Recorded data —
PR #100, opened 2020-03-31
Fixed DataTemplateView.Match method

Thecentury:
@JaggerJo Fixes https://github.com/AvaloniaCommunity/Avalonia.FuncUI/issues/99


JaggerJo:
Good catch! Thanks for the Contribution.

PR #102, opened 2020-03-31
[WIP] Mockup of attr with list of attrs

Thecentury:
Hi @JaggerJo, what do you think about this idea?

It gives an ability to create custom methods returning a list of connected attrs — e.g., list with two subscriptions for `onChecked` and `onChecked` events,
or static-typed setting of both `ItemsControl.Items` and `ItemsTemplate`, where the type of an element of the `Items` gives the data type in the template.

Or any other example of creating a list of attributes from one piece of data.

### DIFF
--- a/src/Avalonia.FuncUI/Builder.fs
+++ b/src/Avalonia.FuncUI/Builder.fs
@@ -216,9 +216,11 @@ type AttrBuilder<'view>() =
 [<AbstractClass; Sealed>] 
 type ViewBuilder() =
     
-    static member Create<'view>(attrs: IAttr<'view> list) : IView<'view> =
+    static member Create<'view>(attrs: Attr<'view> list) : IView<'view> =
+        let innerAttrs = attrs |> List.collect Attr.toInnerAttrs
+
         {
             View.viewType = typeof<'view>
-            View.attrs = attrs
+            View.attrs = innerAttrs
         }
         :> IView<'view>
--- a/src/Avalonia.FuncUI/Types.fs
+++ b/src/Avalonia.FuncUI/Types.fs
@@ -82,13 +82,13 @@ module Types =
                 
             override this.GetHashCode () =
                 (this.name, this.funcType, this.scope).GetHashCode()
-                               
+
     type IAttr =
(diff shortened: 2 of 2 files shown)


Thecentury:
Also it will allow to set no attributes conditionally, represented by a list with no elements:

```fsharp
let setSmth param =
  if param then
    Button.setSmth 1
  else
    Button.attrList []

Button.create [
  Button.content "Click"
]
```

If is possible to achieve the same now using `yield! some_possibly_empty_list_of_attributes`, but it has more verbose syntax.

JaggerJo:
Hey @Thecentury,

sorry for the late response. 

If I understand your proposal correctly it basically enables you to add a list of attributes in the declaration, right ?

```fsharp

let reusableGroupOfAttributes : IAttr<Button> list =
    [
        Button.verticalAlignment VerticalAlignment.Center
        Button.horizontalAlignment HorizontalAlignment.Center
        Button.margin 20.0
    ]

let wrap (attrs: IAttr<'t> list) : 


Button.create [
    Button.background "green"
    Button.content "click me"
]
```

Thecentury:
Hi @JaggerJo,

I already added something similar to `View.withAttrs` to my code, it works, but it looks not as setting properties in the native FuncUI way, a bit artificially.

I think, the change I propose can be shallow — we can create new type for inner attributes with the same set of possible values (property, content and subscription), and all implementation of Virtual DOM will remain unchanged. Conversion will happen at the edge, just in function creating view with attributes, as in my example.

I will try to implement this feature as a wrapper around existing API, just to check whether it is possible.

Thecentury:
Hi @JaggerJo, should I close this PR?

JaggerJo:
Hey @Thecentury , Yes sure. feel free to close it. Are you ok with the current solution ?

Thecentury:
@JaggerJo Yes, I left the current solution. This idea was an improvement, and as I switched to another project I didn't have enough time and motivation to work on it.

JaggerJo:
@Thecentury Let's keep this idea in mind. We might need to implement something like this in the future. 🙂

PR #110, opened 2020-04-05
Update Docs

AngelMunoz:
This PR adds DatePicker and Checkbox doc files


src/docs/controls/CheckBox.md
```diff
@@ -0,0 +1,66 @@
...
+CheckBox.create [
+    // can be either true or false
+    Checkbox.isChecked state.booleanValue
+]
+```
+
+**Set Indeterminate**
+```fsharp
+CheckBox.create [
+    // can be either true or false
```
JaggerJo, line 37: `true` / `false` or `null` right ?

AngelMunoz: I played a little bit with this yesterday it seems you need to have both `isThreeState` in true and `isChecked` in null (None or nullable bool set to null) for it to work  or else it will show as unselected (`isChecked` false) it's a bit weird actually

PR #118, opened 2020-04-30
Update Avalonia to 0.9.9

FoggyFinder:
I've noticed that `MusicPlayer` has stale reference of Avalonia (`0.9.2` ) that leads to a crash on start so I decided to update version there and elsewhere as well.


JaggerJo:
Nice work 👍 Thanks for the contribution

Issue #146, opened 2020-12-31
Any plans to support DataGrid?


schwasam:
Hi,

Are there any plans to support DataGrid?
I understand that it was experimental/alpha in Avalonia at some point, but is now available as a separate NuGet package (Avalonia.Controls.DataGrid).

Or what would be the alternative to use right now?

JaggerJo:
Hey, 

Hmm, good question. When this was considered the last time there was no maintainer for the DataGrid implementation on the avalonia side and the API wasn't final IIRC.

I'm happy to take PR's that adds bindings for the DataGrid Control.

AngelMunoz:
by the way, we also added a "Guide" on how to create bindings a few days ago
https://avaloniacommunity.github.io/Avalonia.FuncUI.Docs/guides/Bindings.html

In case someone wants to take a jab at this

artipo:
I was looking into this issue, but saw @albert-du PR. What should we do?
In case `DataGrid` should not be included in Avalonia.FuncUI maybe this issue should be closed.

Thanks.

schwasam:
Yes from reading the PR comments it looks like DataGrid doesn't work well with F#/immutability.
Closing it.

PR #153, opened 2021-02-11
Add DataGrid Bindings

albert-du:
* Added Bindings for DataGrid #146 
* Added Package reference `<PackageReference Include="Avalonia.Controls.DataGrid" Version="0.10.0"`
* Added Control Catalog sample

Directions — Where a line in the listing above includes the string "setting", copy that line.

Response to the exercise —
or static-typed setting of both `ItemsControl.Items` and `ItemsTemplate`, where the type of an element of the `Items` gives the data type in the template.
I already added something similar to `View.withAttrs` to my code, it works, but it looks not as setting properties in the native FuncUI way, a bit artificially.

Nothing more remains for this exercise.